● YOUR OBJECTIVE
In full and without edits, write out the data that follows.

● DATA PROVIDED
▼▼▼

PR #310, opened 2021-05-04
Add lexer rules to grammar validation

BillWagner:
Include the stub definitions for lexer members into the grammar file.

### DIFF
--- a/tools/GetGrammar/grammar-lexer-members.txt
+++ b/tools/GetGrammar/grammar-lexer-members.txt
@@ -1,0 +1,10 @@
+
+@lexer::members {
+bool IsLetterCharacter()       { return true; }
+bool IsCombiningCharacter()    { return true; }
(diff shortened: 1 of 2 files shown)


tools/GetGrammar/grammar-lexer-members.txt
```diff
@@ -0,0 +1,10 @@
+
+@lexer::members {
```
BillWagner, line 2: @RexJaeschke 

This appears to be incorrect syntax. Where should we look for this?

BillWagner: OK, it was completely my fault for using `>` instead of `>>`.

This is fixed now.

BillWagner:
@RexJaeschke If you merge this PR, it will go into your ANTLR branch, and it will update #261

PR #325, opened 2021-05-22
Fix editorial, formatting, example nits

RexJaeschke:
Corrections for various errors I spotted while reading the spec.

The `stackalloc` example did not correctly handle the smallest negative value, which has no positive counterpart.


BillWagner (approved):
These all LGTM @RexJaeschke 

I'll :shipit: now.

▲▲▲

● OUTPUT OF THE EXERCISE
PR #310, opened 2021-05-04
Add lexer rules to grammar validation

BillWagner:
Include the stub definitions for lexer members into the grammar file.

### DIFF
--- a/tools/GetGrammar/grammar-lexer-members.txt
+++ b/tools/GetGrammar/grammar-lexer-members.txt
@@ -1,0 +1,10 @@
+
+@lexer::members {
+bool IsLetterCharacter()       { return true; }
+bool IsCombiningCharacter()    { return true; }
(diff shortened: 1 of 2 files shown)


tools/GetGrammar/grammar-lexer-members.txt
```diff
@@ -0,0 +1,10 @@
+
+@lexer::members {
```
BillWagner, line 2: @RexJaeschke 

This appears to be incorrect syntax. Where should we look for this?

BillWagner: OK, it was completely my fault for using `>` instead of `>>`.

This is fixed now.

BillWagner:
@RexJaeschke If you merge this PR, it will go into your ANTLR branch, and it will update #261

PR #325, opened 2021-05-22
Fix editorial, formatting, example nits

RexJaeschke:
Corrections for various errors I spotted while reading the spec.

The `stackalloc` example did not correctly handle the smallest negative value, which has no positive counterpart.


BillWagner (approved):
These all LGTM @RexJaeschke 

I'll :shipit: now.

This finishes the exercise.